A recent Corvinus study highlights a new AI Paradox: it learns from us until it replaces us – but that could be its limit

The proliferation of large language models (LLMs) like ChatGPT is diminishing public knowledge sharing on online Q&A platforms, which could hinder the training of future models, according to a recent study published by Corvinus University of Budapest.

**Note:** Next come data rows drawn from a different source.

Issue #2704, opened 2021-06-03
pywbem_mock requires providers for CIM_IndicationHandler and CIM_Indication_Filter


KSchopmeyer:
In torder to property test the SubscriptionManager code we use pywbem_mock.  However,  these classes use the key Properties SystemName, CreattionClassName, and SystemCreationClassName. 

At least SystemName, the client can not supply without  querying the server itself. In particualar it may not be the same as the components in the server url (ex. server url is an ip address). It can only be retrieved from the server itself.

In order to build an mock compatible with servers today the server must be capable of suppluying reasonable values for at least SystemName and not just accept the client value, null value, or require that the CreateInstance for filters and Handlers include the SystemName property.

The providers should  be capable of completing some those key values that only the server would know for these classes.

PR #2705, opened 2021-06-04
Create pytest based test for SubscriptionManager

KSchopmeyer:
Adds a new group of tests for SubscriptionManager based on pytest.
Initially this is just tests that do not require a server. and includes
error tests for __init__, add_server, add_filter, and
add_listener_destination.

NOTE: There are a more tests to be added but some of them are propably tied to issue #2704.


tests/unittest/pywbem/test_subscriptionmanager.py
```diff
@@ -369,3 +371,341 @@ def test_create_not_owned_subscription(self):
...
+
+        Returns:
+            returns the server_id
+        """
+
+        # setup a WBEMConnection or pywbem_mock server
+        if connection_attrs == 'MOCKSERVER':
+            conn = setup_mock_environment()
+        else:
+            conn = WBEMConnection(**connection_attrs)
```
andy-maier, line 666: This is supposed to be a unit test. In a unit test, we should not connect to a real server. That should be done in an end2end test, where we have our server selection mechanisms.

tests/unittest/pywbem/test_subscriptionmanager.py
```diff
@@ -369,3 +371,341 @@ def test_create_not_owned_subscription(self):
...
+
+    if "server_id" in exp_result:
+        if isinstance(exp_result['server_id'], list):
+            assert set(server_ids) == set(exp_result['server_id'])
+        else:
+            assert server_id == exp_result['server_id']
+
+    if 'listener_count' in exp_result:
+        assert len(submgr.get_all_destinations(server_id)) == \
+            exp_result['listener_count']
```
andy-maier, line 711: How about verifying the number of filters and subscriptions?

tests/unittest/pywbem/test_subscriptionmanager.py
```diff
@@ -369,3 +371,341 @@ def test_create_not_owned_subscription(self):
...
+    #     an add_server to be executed. If it is a list, multiple
+    #     a server is added for each dict in the list.  This value uses the
+    #     keyword 'MOCKSERVER' to initiated the pywbem_mock environment instead
+    #     of a WBEMConnection.
+    #   * filter_attrs: dictionary of attributes for add_filter. If it is
+    #     a list, one filter is added for each dict in the list
+    #   * dest_attrs: dictionary of attributes for add_listener_destinations.
+    #     Since add_listener_destination can add lists, there is no option
+    #     to add a list for this item.
+    #   * subscription_attrs: dictionary of attributes for add_subscription    #
```
andy-maier, line 422: Add: "If it is a list, one subscription is added for each dict in the list."

andy-maier, line 422: The approach to specify the method arguments does not work well for subscriptions, which take instance paths as input. Maybe specifying the filter and destination instances via index into the list of filter_attrs / dest_attrs would work, at least for the good cases.

tests/unittest/pywbem/test_subscriptionmanager.py
```diff
@@ -298,7 +300,7 @@ def test_create_owned_subscription(self):
 
             # confirm destination instance paths match
             assert sub_mgr.get_all_destinations(server_id)
-            # TODO: ks Finish this test completely when we add other
+            # ks Finish this test completely when we add other
```
andy-maier, line 303: Nothing wrong with a TODO in test code. We only enforce no TODOs in pywbem code.

andy-maier (changes requested):
See comments

tests/unittest/pywbem/test_subscriptionmanager.py
KSchopmeyer: The only tests we do with a real WBEMConnection will be failure tests.

andy-maier: That's fine, but that should be done in end2end tests and not in unit tests.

A recently published international study by Corvinus University of Budapest provides a gap-filling analysis of the impact of ChatGPT on online communities that contribute to the public knowledge shared on the Internet, which will ultimately shape the future of artificial intelligence. The researchers pointed out that large language models (LLMs) have the potential to act as a substitute for traditional data and knowledge sources, which could lead to a decline in human-generated content. This shift may pose significant challenges for the development of future models, as there would be insufficient data to train them effectively. The study concludes that if language models result in less open, human-generated data, they will ultimately limit their own future training data sources and effectiveness.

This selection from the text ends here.